Brouard is angry and traumatised after the attack which cut short her happy stay in Korea.

She said a friend who had travelled for 10 hours by bus from Seoul to Ulsan to attend the court case, told her that the rapist had shown no visible signs of remorse.

"He has offered me roughly R120 000. The rights of the rapist increased because he offered me more money and he has showed no remorse."

She said the rapist lived across the car park from her flat in one of four blocks of flats in the complex.

He had been watching her through binoculars from his flat for weeks, before he climbed into her tenth floor flat through the laundry window one night while she was sleeping.

He had handcuffed her before raping her. She had begged him not to kill her.

Brouard praised the swift work of police who arrested him six days later after tracking him on CCTV footage.

The rapist has now appeared briefly in court in Ulsan where he pleaded guilty to the rape and offered Brouard R120 000 "blood money" for the crime.

Brouard, a virgin before the attack, said she was determined to do everything in her power to lobby for the laws in that country to be changed and for the maximum four year sentence to be increased to at least 20 years.

"He took so much away from me. I was happy in my job. I am really angry that this can be brushed over and seen as not a big deal.

"I realise that this happens every minute in South Africa and I am not trying to say that my case is special, but the justice system (in South Korea) is very sympathetic to him.

"If people can't get a lawyer the case is just shoved under the table. This guy has been caught and has admitted to it. He originally got a really good lawyer but he realised his chances of getting him off were very slim so he passed it on to a younger lawyer," she said.

Back home, Brouard said she had managed to find a job and although she was fine during the day she battled to sleep at night and was traumatised by small things like spotting a policeman's handcuffs on his belt and seeing Asian men on television, which reminded her of the attacker.

"Obviously, I want him to get the maximum sentence but if four years is the maximum sentence that is shocking. He needs to go to jail for at least 20 years. He admitted to a sexual crime and he stalked me.

"He must be taken off the streets," Brouard said.

"He walked in there as if he was going to see friends for coffee.
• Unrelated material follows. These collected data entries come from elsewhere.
PR #42, opened 2020-10-30
27 integrate schema with gemini

absurdfarce:
┆Issue is synchronized with this [Asana task](https://app.asana.com/0/1198513180644180/1198984111002425) by [Unito](https://www.unito.io/learn-more)

### DIFF
--- a/helm/adelphi/templates/gemini-job.yaml
+++ b/helm/adelphi/templates/gemini-job.yaml
@@ -49,7 +49,7 @@ spec:
       - name: workspace
         mountPath: /workspace
     - name: extract-schema
-      image: frolvlad/alpine-python2
+      image: python:3.10.0a1-alpine3.12
       command: ["sh", "-c", "-e"]
       args:
         - echo "Extract Gemini schema using anonymizer script";
--- a/helm/adelphi/templates/gemini-job.yaml
+++ b/helm/adelphi/templates/gemini-job.yaml
@@ -22,6 +22,7 @@ spec:
           --test-cluster={{ .Values.target.clusterName }}-{{ .Values.target.dc }}-service
           --test-username={{ .Values.target.clusterName }}-superuser
           --test-password="`cat /target-secret/password`"
+          --schema=/workspace/gemini_schema.json
           --duration=10m
           --fail-fast
       dnsConfig:
--- a/helm/adelphi/templates/gemini-job.yaml
+++ b/helm/adelphi/templates/gemini-job.yaml
@@ -48,6 +48,21 @@ spec:
       volumeMounts:
       - name: workspace
         mountPath: /workspace
+    - name: extract-schema
+      image: frolvlad/alpine-python2
+      command: ["sh", "-c", "-e"]
+      args:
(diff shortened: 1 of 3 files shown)


helm/adelphi/templates/schema-job.yaml
```diff
@@ -9,7 +9,7 @@ spec:
   templates:
   - name: configure-schema
     container:
-      image: alpine
+      image: frolvlad/alpine-python2
```
absurdfarce, line 12: Base alpine image didn't include Python

helm/adelphi/templates/schema-job.yaml
```diff
@@ -20,6 +20,9 @@ spec:
           echo "Configuring schema on the target cluster...";
           cat /schema/schema.cql | kubectl exec -n {{ .Values.namespace }} -i -t -c cassandra {{ .Values.target.clusterName }}-{{ .Values.target.dc }}-default-sts-0 -- /opt/cassandra/bin/cqlsh -u {{ .Values.target.clusterName }}-superuser -p $(cat /secret-target/password);
           echo "Done";
+          pip install cassandra-driver;
+          wget -q https://raw.githubusercontent.com/datastax/adelphi/master/schema-anonymizer/anonymizer.py;
```
absurdfarce, line 24: This setup will also be removed once most of this installation logic is converted to the Docker images

helm/adelphi/values.yaml
```diff
@@ -58,6 +58,7 @@ cql_schema: |-
     value text,
     PRIMARY KEY (key)
   );
+gemini_schema_keyspace: testkeyspace
```
absurdfarce, line 61: Anonymizer script only supports a single keyspace when generating Gemini output.  This val is used to constrain that operation.

helm/adelphi/templates/schema-job.yaml
```diff
@@ -45,4 +45,4 @@ spec:
         secretName: {{ .Values.target.clusterName }}-superuser
         items:
         - key: password
-          path: password
\ No newline at end of file
+          path: password
```
absurdfarce, line 48: A side effect of an earlier impl which tried to perform schema extraction in the schema-job template

absurdfarce:
Observed clean run of entire Argo workflow (including gemini-oracle-sut template) with this configuration

helm/adelphi/templates/gemini-job.yaml
```diff
@@ -47,6 +48,21 @@ spec:
       volumeMounts:
       - name: workspace
         mountPath: /workspace
+    - name: extract-schema
+      image: python:3.10.0a1-alpine3.12
```
grighetto, line 52: @absurdfarce fyi, I replaced the original image you had here with the official one for Python.

grighetto:
@absurdfarce This works fine 👍 but I noticed it anonymizes the schema again when it runs the script to extract the Gemini schema. I think that's not desirable since we want to test the original schemas as they have been contributed to the project.
I'll open a bug ticket to fix that separately, it doesn't need to block this PR.

grighetto (approved):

"It feels like the rapist has more rights than me. There is such injustice in the legal system.

"If I take the money he gets a lesser sentence and if I don't take the money he gets a lesser sentence," Brouard said.

She said her lawyer had advised her that in South Korea "the rights of a man's violence are summarised by the money he can pay" - meaning that men who assaulted women could get away with a lenient penalty to the degree that they could afford to pay blood money as they had shown themselves to be a "good sport".

Brouard is now trying to obtain a letter from the Minister of Women, Youth, Children and People with Disabilities, Noluthando Mayende-Sibiya, and the South African Embassy, which she wants to file with the Korean court to indicate to that there is international interest in the case.